話雖然不好聽,但是經過神盾局系統性培訓的菲茨和西蒙斯分得清事情主次,他們明白這是最佳的方案,也就是待在安全的地方等著問題被別人解決,于是安慰著:“斯凱,聽他們的,科爾森現在依然處于危險之中。”
≖‿≖✧嗯哼~觀察細致的易松又找到了刷好感的機會,他端起微笑溫言地勸說道:“其實還可以作為后援,畢竟都是技術型人員,在后方可以發揮更大的作用,比如操作一些設備協助我們。”
“沒錯,我可以操縱小型無人機幫你們偵查設備。”菲茨迅速地找到了可以做的事情。
“嗯——很不錯的想法。不過這次不予采納。”易松贊同地點點頭拒絕了菲茨的提議,“我用氣就能看清楚。”
當然不會沒有什么氣,他準備到時候直接插上真眼,比什么都清楚。
考慮到不能共享視野,易松接著說道:“到時候我發動傳送之前會告訴你們具體方向,梅,你和沃德朝我說的位置開槍就可以了。”
“明白。”被點到的兩人齊齊應聲。
易松不是沒想過可以讓二人通過平板看無人機發回來的實時監控,但他自己的立體思維不是很理想。就算他們明白了往哪射擊,易松自己還是不知道應該如何跟他們描述傳送后的位置在哪里。

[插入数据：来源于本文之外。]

PR #1163, opened 2022-05-06
partial fix for delete_invite error DDS-1264 

valyo:
Fixes DDS-1264 partially; we need to make sure that we avoid invites with strange created_at date, and to handle informing the user, perhaps. 

- [x] Tests passing
- [x] Black formatting
- [x] Note in the CHANGELOG

<a href="https://gitpod.io/#https://github.com/ScilifelabDataCentre/dds_web/pull/1163"></a>

### DIFF
--- a/dds_web/scheduled_tasks.py
+++ b/dds_web/scheduled_tasks.py
@@ -190,9 +190,7 @@ def delete_invite():
         try:
             invites: list = db.session.query(models.Invite).all()
             for invite in invites:
-                invalid_invite = False
-                if invite.created_at == "0000-00-00 00:00:00":
-                    invalid_invite = True
+                invalid_invite = invite.created_at == "0000-00-00 00:00:00"
                 if invalid_invite or (invite.created_at + timedelta(weeks=1)) < expiration:
                     try:
                         db.session.delete(invite)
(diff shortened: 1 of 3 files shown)


inaod568:
@valyo Could you add a little note in the PR description on why it's temporary?

dds_web/scheduled_tasks.py
```diff
@@ -190,11 +190,19 @@ def delete_invite():
         try:
             invites: list = db.session.query(models.Invite).all()
             for invite in invites:
-                if (invite.created_at + timedelta(weeks=1)) < expiration:
+                invalid_invite = False
+                if invite.created_at == "0000-00-00 00:00:00":
+                    invalid_invite = True
```
inaod568, line 195: This could also be replaced with simply
```suggestion
                invalid_invite = invite.created_at == "0000-00-00 00:00:00"
```

inaod568 (commented):
Small suggestion. Everything looks good though and it works.
Let me know if you commit the suggestion or if you want to keep it as it is now.

dds_web/scheduled_tasks.py
valyo: so this sets invalid_invite to True if equality check is true, and to False otherwise, nice 👍

inaod568 (approved):
Looks good!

因為真眼的視野是俯視的,而無人機傳回來的肯定是側視圖,無論左視圖還是右視圖,易松覺得自己都轉換不過來。至于說飛到他們頭上獲取俯瞰視野,易松覺得那群秘魯人應該沒有眼瞎到這個地步。
“不過,菲茨,我還是需要你操作無人機,梅剛才提到有個危險的核武器裝置,就在我們即將進去的樓層對吧?”看到菲茨被拒絕后有些尷尬的樣子,“暖心”的易松眼珠子一轉便想到了合適的借……的任務,“我需要你實施監控它的數據,在第一時間通知我們異常情況。”
“呃——那不是核武器——好吧,都一樣,我明白了。”菲茨本來還想解釋一把,隨即在抬頭的過程中迎上了來自西蒙斯和斯凱不善的目光,于是立刻改口了。
“飛機駕駛艙怎么辦?”梅皺著眉頭問道,她想起駕駛室里還有一名秘魯士兵。
易松愣了一下才反應過來,他隨口回答說:“那不重要,一秒鐘就能解決,我現在就去干掉他。”
梅聞言點點頭,開始帶路往駕駛艙去。
來到駕駛室的門口,因為門是密碼鎖的,梅輕而易舉就打開了它。她開門后立刻拔出槍先易松一步沖了進去,并非是不信任易松,只是多年的特工經驗養成了凡事做最壞打算的習慣。
然而,梅特工才剛與聽到動靜后轉身的秘魯士兵互相確認過敵對的眼神,她便看到對方的雙目瞬間失去了焦距,隨后從座位上跌落了下來……
……
PS:嗯嗯,駕駛艙和不在同一個通道上,神盾局特工第一季第2集,31分30秒。